- _TASK GOAL_
Wherever the line with "Ran all tests." sits in the listing below, transcribe from it up to and including the line with "Sorry @dcwarwick I", exactly, and leave the remaining lines out.

- _AVAILABLE DATA_
········

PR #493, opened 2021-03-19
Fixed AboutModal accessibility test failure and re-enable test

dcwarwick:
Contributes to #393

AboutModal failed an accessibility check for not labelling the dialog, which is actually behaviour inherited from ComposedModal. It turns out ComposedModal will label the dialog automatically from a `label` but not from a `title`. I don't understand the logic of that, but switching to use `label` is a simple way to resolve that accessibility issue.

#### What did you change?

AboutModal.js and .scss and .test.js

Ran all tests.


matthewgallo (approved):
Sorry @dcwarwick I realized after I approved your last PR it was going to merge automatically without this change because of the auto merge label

········

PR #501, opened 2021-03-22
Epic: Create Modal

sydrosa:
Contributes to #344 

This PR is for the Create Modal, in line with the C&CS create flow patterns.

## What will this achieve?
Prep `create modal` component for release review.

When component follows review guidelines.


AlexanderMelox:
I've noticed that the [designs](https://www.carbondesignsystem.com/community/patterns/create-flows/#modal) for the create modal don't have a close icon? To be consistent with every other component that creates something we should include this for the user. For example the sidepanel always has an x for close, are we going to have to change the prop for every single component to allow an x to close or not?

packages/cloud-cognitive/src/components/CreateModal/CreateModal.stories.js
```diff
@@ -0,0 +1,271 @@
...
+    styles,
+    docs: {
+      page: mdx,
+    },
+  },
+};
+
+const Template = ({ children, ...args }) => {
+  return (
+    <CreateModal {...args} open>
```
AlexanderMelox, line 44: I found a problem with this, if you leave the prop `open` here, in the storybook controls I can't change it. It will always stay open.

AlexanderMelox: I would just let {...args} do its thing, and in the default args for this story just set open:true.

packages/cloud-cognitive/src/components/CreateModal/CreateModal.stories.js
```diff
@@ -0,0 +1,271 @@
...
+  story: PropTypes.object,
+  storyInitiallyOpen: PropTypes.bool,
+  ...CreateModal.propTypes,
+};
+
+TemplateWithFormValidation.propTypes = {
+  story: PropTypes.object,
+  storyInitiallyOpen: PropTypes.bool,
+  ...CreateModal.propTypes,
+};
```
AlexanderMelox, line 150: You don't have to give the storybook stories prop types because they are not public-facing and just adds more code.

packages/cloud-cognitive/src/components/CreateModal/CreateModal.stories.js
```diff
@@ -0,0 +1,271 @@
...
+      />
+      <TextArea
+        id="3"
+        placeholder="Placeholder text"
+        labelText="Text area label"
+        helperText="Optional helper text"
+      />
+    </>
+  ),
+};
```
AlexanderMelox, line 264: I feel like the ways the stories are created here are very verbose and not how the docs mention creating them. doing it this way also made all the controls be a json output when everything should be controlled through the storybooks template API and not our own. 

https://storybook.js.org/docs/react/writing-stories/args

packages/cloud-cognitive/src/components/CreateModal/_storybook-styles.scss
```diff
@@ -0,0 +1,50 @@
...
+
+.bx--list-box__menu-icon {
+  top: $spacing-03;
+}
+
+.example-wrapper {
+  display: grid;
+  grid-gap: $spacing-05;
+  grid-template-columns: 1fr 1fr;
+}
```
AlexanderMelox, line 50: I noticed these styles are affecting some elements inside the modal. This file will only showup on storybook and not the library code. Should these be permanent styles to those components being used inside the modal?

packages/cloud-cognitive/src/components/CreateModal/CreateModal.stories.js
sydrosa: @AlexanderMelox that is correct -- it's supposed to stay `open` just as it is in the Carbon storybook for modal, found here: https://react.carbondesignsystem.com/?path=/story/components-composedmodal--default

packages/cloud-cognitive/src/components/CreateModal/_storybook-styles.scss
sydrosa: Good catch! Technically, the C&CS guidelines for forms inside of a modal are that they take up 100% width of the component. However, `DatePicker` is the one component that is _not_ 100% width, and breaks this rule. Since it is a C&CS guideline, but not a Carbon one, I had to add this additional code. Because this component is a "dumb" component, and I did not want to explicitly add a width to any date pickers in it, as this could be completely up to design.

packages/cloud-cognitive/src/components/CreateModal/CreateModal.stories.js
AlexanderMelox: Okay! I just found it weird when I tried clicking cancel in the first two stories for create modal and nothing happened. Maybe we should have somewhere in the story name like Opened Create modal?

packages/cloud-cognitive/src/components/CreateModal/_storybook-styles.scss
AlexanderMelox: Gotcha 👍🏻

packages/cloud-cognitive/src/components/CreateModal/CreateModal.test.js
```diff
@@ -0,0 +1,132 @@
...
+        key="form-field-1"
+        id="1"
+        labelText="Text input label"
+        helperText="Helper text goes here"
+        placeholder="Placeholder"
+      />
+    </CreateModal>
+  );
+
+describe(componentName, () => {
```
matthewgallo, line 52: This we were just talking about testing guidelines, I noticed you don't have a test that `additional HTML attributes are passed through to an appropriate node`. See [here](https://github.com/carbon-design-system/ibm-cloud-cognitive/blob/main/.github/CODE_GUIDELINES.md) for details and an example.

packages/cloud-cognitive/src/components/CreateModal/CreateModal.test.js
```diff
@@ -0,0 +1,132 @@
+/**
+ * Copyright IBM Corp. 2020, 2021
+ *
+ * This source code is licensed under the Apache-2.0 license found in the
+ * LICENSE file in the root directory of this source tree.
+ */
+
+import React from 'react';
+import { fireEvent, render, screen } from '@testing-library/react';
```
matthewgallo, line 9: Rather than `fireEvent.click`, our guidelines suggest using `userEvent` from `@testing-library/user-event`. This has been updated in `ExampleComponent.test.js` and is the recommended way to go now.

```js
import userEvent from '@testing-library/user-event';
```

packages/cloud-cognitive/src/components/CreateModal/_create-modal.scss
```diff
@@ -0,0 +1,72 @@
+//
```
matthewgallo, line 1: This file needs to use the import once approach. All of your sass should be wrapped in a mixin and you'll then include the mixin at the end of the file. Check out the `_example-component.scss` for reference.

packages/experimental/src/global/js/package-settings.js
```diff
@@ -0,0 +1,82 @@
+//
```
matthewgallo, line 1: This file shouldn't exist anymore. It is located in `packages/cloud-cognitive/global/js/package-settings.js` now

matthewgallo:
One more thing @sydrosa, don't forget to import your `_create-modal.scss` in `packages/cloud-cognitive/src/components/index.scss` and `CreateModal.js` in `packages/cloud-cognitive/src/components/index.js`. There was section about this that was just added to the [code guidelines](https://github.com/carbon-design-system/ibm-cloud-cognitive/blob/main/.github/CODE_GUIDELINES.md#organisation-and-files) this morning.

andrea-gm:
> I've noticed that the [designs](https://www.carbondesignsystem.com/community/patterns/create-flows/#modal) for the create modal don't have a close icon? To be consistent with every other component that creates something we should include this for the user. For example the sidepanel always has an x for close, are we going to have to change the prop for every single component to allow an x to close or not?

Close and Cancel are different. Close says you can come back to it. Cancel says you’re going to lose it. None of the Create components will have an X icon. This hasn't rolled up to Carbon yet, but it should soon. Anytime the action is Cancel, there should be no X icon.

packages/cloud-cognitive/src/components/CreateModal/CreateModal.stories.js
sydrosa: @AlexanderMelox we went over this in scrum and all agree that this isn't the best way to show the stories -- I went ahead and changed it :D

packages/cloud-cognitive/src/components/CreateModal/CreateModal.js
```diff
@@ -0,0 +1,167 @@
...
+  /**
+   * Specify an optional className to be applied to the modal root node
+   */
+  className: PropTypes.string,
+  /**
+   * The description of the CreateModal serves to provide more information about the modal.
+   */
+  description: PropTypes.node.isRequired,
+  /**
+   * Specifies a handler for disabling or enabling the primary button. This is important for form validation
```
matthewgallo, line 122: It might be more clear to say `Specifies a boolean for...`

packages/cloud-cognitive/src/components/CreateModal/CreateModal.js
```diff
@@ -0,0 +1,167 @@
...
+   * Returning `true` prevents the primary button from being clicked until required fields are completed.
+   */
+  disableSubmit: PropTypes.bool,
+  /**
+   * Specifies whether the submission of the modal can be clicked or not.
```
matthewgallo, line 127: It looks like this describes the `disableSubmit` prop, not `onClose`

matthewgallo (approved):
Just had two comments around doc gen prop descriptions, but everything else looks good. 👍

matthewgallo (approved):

········

- _RESULT FOR THIS TASK_
Ran all tests.


matthewgallo (approved):
Sorry @dcwarwick I realized after I approved your last PR it was going to merge automatically without this change because of the auto merge label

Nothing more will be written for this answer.